◆ TO DO ◆
Scan the entries below for lines holding "repositories". Give the number of such lines alone.

(Saved data entries)
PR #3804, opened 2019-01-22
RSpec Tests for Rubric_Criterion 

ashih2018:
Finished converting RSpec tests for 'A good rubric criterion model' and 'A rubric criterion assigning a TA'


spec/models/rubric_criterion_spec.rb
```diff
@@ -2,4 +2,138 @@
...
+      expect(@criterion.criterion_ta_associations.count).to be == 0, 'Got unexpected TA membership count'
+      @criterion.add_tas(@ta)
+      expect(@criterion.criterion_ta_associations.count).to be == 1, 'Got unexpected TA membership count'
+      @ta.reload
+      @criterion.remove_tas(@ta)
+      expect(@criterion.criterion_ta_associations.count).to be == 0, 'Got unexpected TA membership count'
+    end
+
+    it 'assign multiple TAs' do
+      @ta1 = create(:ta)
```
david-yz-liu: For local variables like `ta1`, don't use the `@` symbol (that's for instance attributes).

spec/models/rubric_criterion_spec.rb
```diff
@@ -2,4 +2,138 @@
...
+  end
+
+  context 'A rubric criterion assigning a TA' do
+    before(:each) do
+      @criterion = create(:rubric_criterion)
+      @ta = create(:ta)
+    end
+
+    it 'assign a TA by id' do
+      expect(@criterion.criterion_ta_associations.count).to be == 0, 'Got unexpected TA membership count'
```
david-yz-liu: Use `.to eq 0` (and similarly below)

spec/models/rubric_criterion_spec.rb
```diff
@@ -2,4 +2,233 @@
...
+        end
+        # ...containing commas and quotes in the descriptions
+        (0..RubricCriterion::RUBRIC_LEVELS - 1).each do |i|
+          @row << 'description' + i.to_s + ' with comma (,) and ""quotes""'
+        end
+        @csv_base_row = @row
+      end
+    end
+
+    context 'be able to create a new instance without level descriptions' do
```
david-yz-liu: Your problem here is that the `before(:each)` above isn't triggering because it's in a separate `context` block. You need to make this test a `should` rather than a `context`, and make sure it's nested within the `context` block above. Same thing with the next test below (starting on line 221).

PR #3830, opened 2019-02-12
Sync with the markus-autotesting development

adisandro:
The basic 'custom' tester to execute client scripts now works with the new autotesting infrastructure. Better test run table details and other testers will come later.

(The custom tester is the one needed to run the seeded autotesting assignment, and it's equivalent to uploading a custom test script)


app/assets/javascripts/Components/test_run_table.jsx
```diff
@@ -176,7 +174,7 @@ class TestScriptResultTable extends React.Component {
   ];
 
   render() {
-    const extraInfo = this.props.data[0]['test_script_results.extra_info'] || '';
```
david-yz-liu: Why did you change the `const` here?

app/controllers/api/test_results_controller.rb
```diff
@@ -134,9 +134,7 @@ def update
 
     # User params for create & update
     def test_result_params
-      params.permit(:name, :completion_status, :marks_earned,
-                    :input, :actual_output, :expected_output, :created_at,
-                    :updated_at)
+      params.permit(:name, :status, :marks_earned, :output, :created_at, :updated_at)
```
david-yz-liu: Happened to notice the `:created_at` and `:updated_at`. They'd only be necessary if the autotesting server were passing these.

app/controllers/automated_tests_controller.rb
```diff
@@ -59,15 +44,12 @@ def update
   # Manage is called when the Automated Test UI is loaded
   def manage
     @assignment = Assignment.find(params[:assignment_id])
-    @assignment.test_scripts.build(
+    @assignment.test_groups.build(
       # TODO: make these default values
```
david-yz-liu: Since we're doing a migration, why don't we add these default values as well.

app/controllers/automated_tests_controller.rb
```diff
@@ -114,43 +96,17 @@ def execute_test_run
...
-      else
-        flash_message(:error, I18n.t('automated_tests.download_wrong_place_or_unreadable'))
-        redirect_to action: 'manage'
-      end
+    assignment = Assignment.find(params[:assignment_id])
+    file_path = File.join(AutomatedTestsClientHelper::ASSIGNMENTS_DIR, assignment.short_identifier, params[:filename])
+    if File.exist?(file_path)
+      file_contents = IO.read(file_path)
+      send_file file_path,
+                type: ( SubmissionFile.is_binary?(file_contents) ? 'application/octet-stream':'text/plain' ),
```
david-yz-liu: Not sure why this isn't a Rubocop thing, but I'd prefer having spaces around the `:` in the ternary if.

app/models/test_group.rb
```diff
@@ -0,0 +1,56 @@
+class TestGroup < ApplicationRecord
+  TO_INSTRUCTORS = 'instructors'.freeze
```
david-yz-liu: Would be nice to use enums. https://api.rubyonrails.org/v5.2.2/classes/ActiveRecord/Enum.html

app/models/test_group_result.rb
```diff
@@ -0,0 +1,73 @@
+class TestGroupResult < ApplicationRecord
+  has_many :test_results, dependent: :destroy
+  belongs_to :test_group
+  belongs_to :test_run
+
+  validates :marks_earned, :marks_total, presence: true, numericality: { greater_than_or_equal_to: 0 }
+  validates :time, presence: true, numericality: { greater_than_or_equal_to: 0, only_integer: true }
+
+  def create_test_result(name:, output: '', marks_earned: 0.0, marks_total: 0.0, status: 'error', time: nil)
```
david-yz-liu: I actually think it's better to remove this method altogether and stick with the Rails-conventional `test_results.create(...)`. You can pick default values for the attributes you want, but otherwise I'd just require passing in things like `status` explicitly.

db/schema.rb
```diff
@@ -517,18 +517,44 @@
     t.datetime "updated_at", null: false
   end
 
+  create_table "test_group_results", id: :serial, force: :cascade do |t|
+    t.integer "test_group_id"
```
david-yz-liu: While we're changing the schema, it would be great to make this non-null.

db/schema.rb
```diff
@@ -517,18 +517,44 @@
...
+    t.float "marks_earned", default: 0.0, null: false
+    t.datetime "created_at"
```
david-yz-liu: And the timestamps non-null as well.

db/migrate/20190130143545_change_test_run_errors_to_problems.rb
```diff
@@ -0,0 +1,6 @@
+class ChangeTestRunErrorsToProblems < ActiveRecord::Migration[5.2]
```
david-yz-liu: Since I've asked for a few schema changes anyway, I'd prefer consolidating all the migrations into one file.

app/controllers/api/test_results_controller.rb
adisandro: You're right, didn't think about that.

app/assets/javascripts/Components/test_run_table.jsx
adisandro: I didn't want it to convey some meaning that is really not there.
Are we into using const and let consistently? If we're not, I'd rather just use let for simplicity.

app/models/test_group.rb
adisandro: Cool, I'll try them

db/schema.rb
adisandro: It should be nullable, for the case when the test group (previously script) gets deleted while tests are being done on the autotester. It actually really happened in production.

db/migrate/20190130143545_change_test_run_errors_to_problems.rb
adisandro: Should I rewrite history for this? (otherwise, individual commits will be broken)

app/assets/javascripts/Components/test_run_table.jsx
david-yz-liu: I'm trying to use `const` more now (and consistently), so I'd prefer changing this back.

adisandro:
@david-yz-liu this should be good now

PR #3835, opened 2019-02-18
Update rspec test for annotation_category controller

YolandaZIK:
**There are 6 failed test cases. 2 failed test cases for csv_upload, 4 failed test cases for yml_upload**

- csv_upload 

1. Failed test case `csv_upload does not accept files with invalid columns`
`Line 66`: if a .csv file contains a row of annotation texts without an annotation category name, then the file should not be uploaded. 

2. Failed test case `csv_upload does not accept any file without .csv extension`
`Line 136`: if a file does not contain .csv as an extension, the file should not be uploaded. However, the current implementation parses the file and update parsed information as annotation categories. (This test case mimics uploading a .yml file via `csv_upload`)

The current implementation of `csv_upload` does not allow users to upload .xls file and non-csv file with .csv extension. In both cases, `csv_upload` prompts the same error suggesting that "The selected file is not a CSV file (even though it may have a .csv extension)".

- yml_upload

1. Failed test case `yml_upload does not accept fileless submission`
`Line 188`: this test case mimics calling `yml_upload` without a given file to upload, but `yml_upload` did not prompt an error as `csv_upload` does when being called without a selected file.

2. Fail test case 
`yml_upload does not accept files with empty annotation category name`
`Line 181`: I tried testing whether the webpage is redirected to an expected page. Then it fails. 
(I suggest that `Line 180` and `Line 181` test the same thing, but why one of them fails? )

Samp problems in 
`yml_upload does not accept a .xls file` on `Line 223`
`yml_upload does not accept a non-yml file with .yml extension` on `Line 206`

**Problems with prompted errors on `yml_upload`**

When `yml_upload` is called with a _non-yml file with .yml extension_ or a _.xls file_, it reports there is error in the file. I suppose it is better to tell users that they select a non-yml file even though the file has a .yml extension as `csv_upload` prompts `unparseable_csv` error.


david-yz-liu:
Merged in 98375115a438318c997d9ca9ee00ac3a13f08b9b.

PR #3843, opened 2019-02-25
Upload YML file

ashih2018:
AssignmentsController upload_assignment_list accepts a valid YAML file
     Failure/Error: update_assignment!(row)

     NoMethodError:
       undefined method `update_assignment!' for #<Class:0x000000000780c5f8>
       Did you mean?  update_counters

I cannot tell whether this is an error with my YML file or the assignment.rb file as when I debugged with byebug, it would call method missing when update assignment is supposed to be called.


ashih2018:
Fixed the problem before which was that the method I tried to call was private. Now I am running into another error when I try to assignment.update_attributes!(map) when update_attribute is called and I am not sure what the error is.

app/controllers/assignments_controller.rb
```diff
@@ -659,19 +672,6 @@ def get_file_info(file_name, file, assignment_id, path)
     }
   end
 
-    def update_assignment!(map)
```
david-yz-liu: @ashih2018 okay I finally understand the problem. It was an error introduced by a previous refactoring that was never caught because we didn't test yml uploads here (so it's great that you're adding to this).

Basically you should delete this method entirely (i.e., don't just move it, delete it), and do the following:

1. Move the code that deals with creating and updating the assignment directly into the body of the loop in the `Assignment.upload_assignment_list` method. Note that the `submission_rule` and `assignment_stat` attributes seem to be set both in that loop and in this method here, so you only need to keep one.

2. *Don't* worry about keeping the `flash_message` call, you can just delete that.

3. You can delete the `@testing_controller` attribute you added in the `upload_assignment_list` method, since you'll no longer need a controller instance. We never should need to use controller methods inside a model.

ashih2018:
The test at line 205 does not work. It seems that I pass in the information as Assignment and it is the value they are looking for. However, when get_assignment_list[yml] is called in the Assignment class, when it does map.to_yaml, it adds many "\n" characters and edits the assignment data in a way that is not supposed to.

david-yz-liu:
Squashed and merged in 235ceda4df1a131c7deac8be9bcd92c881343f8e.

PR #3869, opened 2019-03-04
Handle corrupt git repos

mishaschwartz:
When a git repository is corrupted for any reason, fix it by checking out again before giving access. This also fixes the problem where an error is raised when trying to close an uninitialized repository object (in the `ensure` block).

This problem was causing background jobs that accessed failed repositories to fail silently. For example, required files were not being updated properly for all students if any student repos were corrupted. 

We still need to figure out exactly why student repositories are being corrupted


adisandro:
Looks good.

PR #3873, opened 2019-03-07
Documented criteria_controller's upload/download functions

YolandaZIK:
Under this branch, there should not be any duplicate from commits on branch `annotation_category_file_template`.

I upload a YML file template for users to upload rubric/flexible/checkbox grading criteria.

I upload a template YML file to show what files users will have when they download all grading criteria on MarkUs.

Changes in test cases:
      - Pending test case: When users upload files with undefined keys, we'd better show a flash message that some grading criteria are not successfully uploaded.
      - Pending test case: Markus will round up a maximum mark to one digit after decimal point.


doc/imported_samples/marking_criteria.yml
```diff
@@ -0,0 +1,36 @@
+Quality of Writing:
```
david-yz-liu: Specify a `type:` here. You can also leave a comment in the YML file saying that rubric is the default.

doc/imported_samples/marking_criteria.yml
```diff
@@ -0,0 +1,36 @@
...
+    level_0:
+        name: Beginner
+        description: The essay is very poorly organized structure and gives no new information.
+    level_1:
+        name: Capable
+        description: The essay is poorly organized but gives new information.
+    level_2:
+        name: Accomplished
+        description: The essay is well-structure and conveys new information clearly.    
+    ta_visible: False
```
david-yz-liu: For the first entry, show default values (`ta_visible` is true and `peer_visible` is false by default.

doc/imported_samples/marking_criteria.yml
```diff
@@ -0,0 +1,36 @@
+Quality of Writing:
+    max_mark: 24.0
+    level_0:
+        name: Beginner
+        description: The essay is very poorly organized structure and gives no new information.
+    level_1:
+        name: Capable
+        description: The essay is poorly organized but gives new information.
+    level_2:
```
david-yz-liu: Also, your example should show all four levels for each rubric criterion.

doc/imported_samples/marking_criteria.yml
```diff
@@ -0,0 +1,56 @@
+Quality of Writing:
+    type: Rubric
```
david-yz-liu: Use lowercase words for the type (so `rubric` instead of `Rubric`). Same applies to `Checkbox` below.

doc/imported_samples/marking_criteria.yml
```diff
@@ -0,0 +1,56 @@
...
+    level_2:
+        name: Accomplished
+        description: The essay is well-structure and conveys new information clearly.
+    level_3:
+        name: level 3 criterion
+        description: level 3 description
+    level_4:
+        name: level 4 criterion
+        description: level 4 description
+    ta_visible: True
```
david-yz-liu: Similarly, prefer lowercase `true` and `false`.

◆ TASK RESULT ◆
2